Title: 

APD 030904

Significant Decision

Date: 

June 6, 2003

Issues: 

SIBS-9th & Subsequent Quarters

Table of Contents

APD 030904

This appeal arises pursuant to the Texas Workers’ Compensation Act, TEX. LAB. CODE ANN. § 401.001 et seq. (1989 Act). A contested case hearing was held on January 15, 2003. The hearing officer determined that respondent (claimant) is entitled to supplemental income benefits (SIBs) for the 12th quarter. Appellant (carrier) appealed the determinations related to good faith and ability to work and also contended that the hearing officer erred in excluding two reports. Claimant responded that the Appeals Panel should affirm the hearing officer’s decision and order. Carrier did not appeal the direct result determination in claimant’s favor and that determination has become final. Section 410.169. The Appeals Panel reversed the hearing officer’s decision and remanded the case for the hearing officer to make a finding regarding whether there was good cause for the late exchange of the two exhibits in question. The Appeals Panel also remanded for reconsideration of the good faith and SIBs entitlement issues. Texas Workers’ Compensation Commission Appeal No. 030264, decided March 26, 2003. On remand, the hearing officer determined that carrier did not have good cause for failing to timely exchange the two exhibits in question. The hearing officer also determined that, even if the two exhibits had been admissible, “they are not persuasive since Claimant was examined on December 16, 2002 and the qualifying period ended on November 5, 2002 and since Claimant’s condition could have drastically changed in a period of more than a month.” Carrier again appeals, contending that the hearing officer erred in excluding the two exhibits and in determining that claimant had no ability to work and is entitled to SIBs. Claimant responded that the Appeals Panel should affirm the hearing officer’s decision and order.

DECISION

We affirm.

Carrier contends that the hearing officer erred in excluding Carrier’s Exhibit Nos. 7 and 8, which were an undated medical report from Dr. B (new report) and a Work Status Report (TWCC-73) from that same doctor dated December 16, 2002. The hearing officer did not make a good cause ruling at the first hearing, but on remand he determined that carrier did not have good cause for the late exchange of these two exhibits. At the hearing, carrier stated that Dr. B was not able to get the new report and TWCC-73 to carrier before January 13, 2003. Carrier represented that it received Dr. B’s new report and the TWCC-73 on January 13, 2003, and sent a copy by overnight delivery to claimant. Claimant said she received the exchange on January 14, 2003, one day before the hearing. In deciding the good cause issue, the hearing officer may consider, among other things, whether the party offering the evidence intentionally delayed the receipt of the document or had the document earlier than represented. See Texas Workers’ Compensation Commission Appeal No. 991714, decided September 22, 1999. The hearing officer may also consider whether diligent efforts were made to obtain the report or document so that it might be exchanged as soon as possible. See Texas Workers’ Compensation Commission Appeal No. 982687, December 31, 1998; Texas Workers’ Compensation Commission Appeal No. 982422, decided November 30, 1998. Carrier did not state at the hearing what efforts were used to obtain the new report and TWCC-73 at an earlier time. We perceive no abuse of discretion in the hearing officer’s evidentiary ruling.

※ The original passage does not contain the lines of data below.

PR #4893, opened 2020-08-10
Adds ignoreSelectors:[] to max-nesting-depth

### LINKED ISSUE #4805: Add ignoreSelectors: [] to max-nesting-depth

```scss
.foo {
    opacity: 0.4;
  }
    color: red;
  }
}
```

mattxwang:
Hey there! This is a (hopefully simple) PR that addresses the option requested in #4805, namely adding `ignoreSelectors: []` to the `max-nesting-depth` rule. As suggested, I made the inputs of a string/regex type, and added a check as we traverse up the tree - very similar to the `ignoreAtRules` option.

I wrote a handful of simple test cases, but I'm not sure if they're enough - please let me know if I've missed anything (especially some edge cases)!

Closes #4805.

Seems good on my end! Let me know if I should add more unit tests, or if there are edge cases I haven't considered.

### DIFF
--- a/lib/rules/max-nesting-depth/__tests__/index.js
+++ b/lib/rules/max-nesting-depth/__tests__/index.js
@@ -219,6 +219,35 @@ testRule({
 
 testRule({
 	ruleName,
+	config: [0, { ignoreSelectors: ['a', '.b', '/\\[.*?\\]/'] }],
+	syntax: 'scss',
+
+	accept: [
+		{
+			code: '.foo { a { }}',
+			description: 'Nested, matches ignored selector string',
+		},
+		{
+			code: '.foo { &[disabled] { }}',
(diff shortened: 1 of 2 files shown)


malsf21:
> I think we'll need to check each selector in the selector list, and only ignore the whole selector only if all the parts match.

Oh that totally slipped my mind, thank you for catching that in code review! I'll update the tests and the functionality to match.

malsf21:
(haven't forgotten this, it's been a busy month. should be able to wrap this up this week!)

mattxwang:
Just realizing now that I never circled back to this. I think for now, I'll close this PR, and look to revisit it another time with a fresh branch - if someone else wants to take this up, feel free to do so!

Carrier contends the hearing officer erred in determining that claimant had no ability to work during the qualifying period. Carrier asserts that the September 24, 2002, report from Dr. D is not an adequate narrative. However, the hearing officer could interpret the report from Dr. D as stating that claimant has no ability to work due to her compensable injury. The hearing officer could find that the report adequately explains why claimant had no ability to work at all. The hearing officer could also find from the record that “no other records show that the injured employee is able to return to work.” See Tex. W.C. Comm’n, 28 TEX. ADMIN. CODE § 103.102(d)(4) (Rule 130.102(d)(4)). We also perceive no error in Finding of Fact No. 7. This finding of fact clearly concerns the direct result prong of Rule 130.102(c), which was not at issue on remand. We conclude that the hearing officer did not apply the wrong standard in considering the issue of good faith and ability to work.

We affirm the hearing officer’s decision and order.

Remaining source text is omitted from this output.